Increasing the involvement of young fathers in the lives of their children is particularly challenging when fathers are involved in the child welfare system. 

To help meet this challenge, the Center for the Study of Social Policy (CSSP) has just released an excellent policy report (and accompanying video) that includes recommendations to help child welfare agencies and organizations that serve these young fathers (under age 26) and their families. If you work with young fathers involved in the child welfare system, you must read this report. The recommendations fall into the following categories:

  • Father-inclusive organizational culture
  • Father identification
  • Father-focused practice
  • Family time
  • Co-parenting
  • Father-focused services
  • Undocumented fathers
  • Incarcerated fathers
  • Intimate partner violence
  • Data collection and analysis

The good news is National Fatherhood Initiative® (NFI) has resources that can help agencies and organizations implement many of these recommendations. (The content in many of these resources is informed by NFI's participation as part of a three organization team, along with the American Humane Association and the American Bar Association, in running the federal government's National Quality Improvement Center on Non-Resident Fathers and the Child Welfare System, a five-year project that tested and identified innovative models for increasing the engagement of fathers by child welfare agencies and organizations.) Here are some of the most important of those resources that fall into the recommendation categories:

  • Father-inclusive organizational culture: The free Father Friendly Check-Up™, the most comprehensive assessment available on the fit of an organization's culture to serving fathers.
  • Father identification, Family Time, and Father-focused services: The FatherTopics™ Collection for Non-Custodial Dads booster sessions, which includes sessions/workshops that address some of the most important challenges young dads face and that are mentioned in the report (e.g. a lack of understanding of their legal rights and responsibilities, access and visitation, and effectively managing money). 
  • Father-focused practice: A policy brief NFI developed in partnership with CSSP shows how NFI's resources build each of five protective factors vital to the healthy development and well-being of parents and adolescents.
  • Co-parenting: The evidence-based 24/7 Dad® program addresses and improves the co-parenting relationship between fathers and mothers.

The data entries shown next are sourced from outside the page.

PR #2159, opened 2024-05-07
DAH-2078 Link Preview with React Helmet

jimlin-sfgov:
https://sfgovdt.jira.com/browse/DAH-2078


tallulahkay:
@jimlin-sfgov have you tested in full? I'm not convinced this is going to change any behavior - when I was testing it, a lot of preview sites saw the tags and showed them, but then it didn't actually work in practice

jimlin-sfgov:
@tallulahkay You're right, link previews are inconsistent across tools and platforms. Additionally, the prerender token is getting removed from the review app. I'll test some more and update the instructions

jimlin-sfgov:
Closing this PR, there is a bug where link previews don't work on X. We'll have to address that bug before attempting to implement this PR's ticket.

PR #2162, opened 2024-05-10
DAH-2312 do not show base preferences for SCV 1

tallulahkay:
DAH-2312


alulabeshue-sfgov (approved):
LGTM! Validated in the PR app that educator one listing is not showing the base preference for both T1 and T2 preferences. Automated tests also look good.

PR #2163, opened 2024-05-13
fix: DAH-2313 run for all jobs

tallulahkay:
DAH-2313

### DIFF
--- a/.circleci/config.yml
+++ b/.circleci/config.yml
@@ -288,7 +288,8 @@ workflows:
           <<: *prod_and_release_jobs
           name: e2e-production-legacy
       - waiter:
-          <<: *angular_jobs
+          requires:
+            - build
       - cleanup-test-data:
           requires:
             - waiter


tallulahkay:
@jimlin-sfgov I'm not sure how to test this

.circleci/config.yml
```diff
@@ -288,7 +288,8 @@ workflows:
           <<: *prod_and_release_jobs
           name: e2e-production-legacy
       - waiter:
-          <<: *angular_jobs
+          requires:
+            - build
```
jimlin-sfgov, line 292: question: What's the difference between this and adding a second `waiter` in the array? e.g.

```yaml
- waiter:
  <<: *angular_jobs
- waiter:
  <<: **prod_and_release_jobs
```

tallulahkay: the requires: build is just something that was missing before

removing the <<: <job> just means it will run always instead of specifically for both types of jobs (those are our only two jobs)

jimlin-sfgov:
> @jimlin-sfgov I'm not sure how to test this

@tallulahkay You can make a hotfix branch with these changes (but not actually merge it), prod and hotfix branches should have the same pipeline

tallulahkay:
@jimlin-sfgov cool, looks like it works: https://app.circleci.com/pipelines/github/SFDigitalServices/sf-dahlia-web/4871/workflows/dfb55b92-764d-4bbc-ac5f-7b7922948af0

jimlin-sfgov (approved):
looks like its working 👍

PR #656, opened 2022-11-23
fix: set db, collection and network tags only once for stream requests

pboros:
The db, collection and network tags were re-calculated for every document in the result of a read request unnecessarily. This PR fixes that. Yesterday's fix also broke the db and collection name reporting for reads, fixed that as well.


rbarabas:
Wonder how we could best test these

rbarabas (approved):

NFI also has a number of brochures, tip cards, and guides for dads and moms that address co-parenting.
  • Incarcerated fathers. The evidence-based InsideOut Dad® program is used in corrections facilities, including facilities that house juvenile fathers. NFI also has a number of brochures that address the needs of these fathers (e.g. tips for successful reentry).
  • Intimate partner violence: The Understanding Domestic Violence™ booster session helps fathers understand the signs of potential and existing domestic violence in themselves and others. Many agencies and organizations use it, along with a domestic violence protocol, to help them meet requirements that they address domestic violence in their fatherhood programs and services.
  • Data collection and analysis: Although the report does not specifically mention the importance of evaluating of fatherhood programs used with young dads, all of NFI's fatherhood programs include surveys for assessing the impact of the programs on pro-fathering attitudes, beliefs, and skills (self-efficacy). 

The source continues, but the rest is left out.